[Tutor] How to read `https` url with urllib.request.urlopen?

Mon Sep 3 16:11:00 EDT 2018

On 09/03/2018 07:29 AM, Amrit Pandey wrote:
> I am learning web scraping with python.
> 
> With urllib.request.urlopen() I am able to fetch http urls, but https give some certificate error. How can we bypass the certificate check or is there any other configuration that is used for https urls?

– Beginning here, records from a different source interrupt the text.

PR #235, opened 2021-01-20
sqs: allow redrive-policy to be set from config yaml

sebcante:
Allow to set queue `RedrivePolicy` in `config.yml`

```
    - Name: local-queue3                # Queue name
      RedrivePolicy: '{"maxReceiveCount": 100, "deadLetterTargetArn":"arn:aws:sqs:us-east-1:000000000000:local-queue3-dlq"}'  
    - Name: local-queue3-dlq  
```

### DIFF
--- a/app/conf/config.go
+++ b/app/conf/config.go
@@ -2,8 +2,10 @@ package conf
 
 import (
 	"encoding/json"
+	"fmt"
 	"io/ioutil"
 	"path/filepath"
+	"strconv"
 	"strings"
 
 	log "github.com/sirupsen/logrus"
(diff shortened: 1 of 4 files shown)


app/conf/config.go
```diff
@@ -165,3 +180,40 @@ func createSqsSubscription(configSubscription app.EnvSubsciption, topicArn strin
 	newSub.SubscriptionArn = subArn
 	return newSub
 }
+
+func setQueueRedrivePolicy(queues map[string]*app.Queue, q *app.Queue, strRedrivePolicy string) error {
+	// support both int and string maxReceiveCount (Amazon clients use string)
```
sebcante, line 185: inspired from [gosqs](https://github.com/p4tin/goaws/blob/master/app/gosqs/queue_attributes.go#L32) but decided to not introduce a dependency from `conf` to `gosqs` package but open for suggestion there.

sebcante:
😮  i just realised (late) that @pswaminathan did a similar PR #192  about it. I am happy with either implementation.

 @p4tin what do you you think, would love to have that feature merged as it helps us a lot doing integration testing with Dead Letter queues

p4tin (approved):

PR #238, opened 2021-06-21
Fix xml response for list-subscriptions-by-topic

sweatybridge:
XML response format is malformed for `list-subscriptions-by-topic`. Turns out the struct was defined but unused.

Reproduced by aws cli version 2.2.13 on macOS
```
aws --endpoint-url http://localhost:4100 --debug sns list-subscriptions-by-topic --topic-arn <topic_arn>
```


Admiral-Piett (approved):
Looks great, thanks!

PR #241, opened 2021-11-25
app/gosqs: increment number of receives for a message

vishen:
When returning an SQS message, increment the 'NumberOfReceives' so it
always contains the number of times a message has been received but not
yet deleted.

From the AWS SQS docs:

    ApproximateReceiveCount – Returns the number of times a message has been received across all queues but not deleted.

### DIFF
--- a/app/gosqs/gosqs.go
+++ b/app/gosqs/gosqs.go
@@ -180,8 +180,8 @@ func SendMessage(w http.ResponseWriter, req *http.Request) {
 		return
 	}
 
-	if (app.SyncQueues.Queues[queueName].MaximumMessageSize > 0 &&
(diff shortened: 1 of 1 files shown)


Admiral-Piett:
@vishen Sorry it's been such a long time - this looks great to me.  Mind throwing a test in here for it?

Admiral-Piett:
@vishen Following up here - if you don't want to mess with this anymore (understandable) I'll branch off this, write some tests and merge that instead.  Let me know!  I appreciate the effort!

vishen:
Apologies @Admiral-Piett , I don't have the time anymore to add the tests. If you have time to add them that would be amazing :)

if you really want to ignore (and usually problems mean a problem on
your end, not on the other end, so you should probably not do that - the
exception being if you're scraping your own test server, which might not
have official certs), you create an ssl context and set the appropriate
settings, passing that to urllib.  /Conceptually/ something like this,
but there may be quite a few more details needed:

ctx = ssl.create_default_context()
ctx.verify_mode = ssl.CERT_NONE
with urllib.request.urlopen(url, context=ctx) as f:
    data = f.read()

But in general your life will be much more pleasant if you use the
requests module instead of urllib.

there are also extensive and well debugged web scraping packages in
Python, if you're actually looking to deploy something, as opposed to
learning something (and there's definitely nothing wrong with a learning
exercise!!!) you should look at scrapy and others.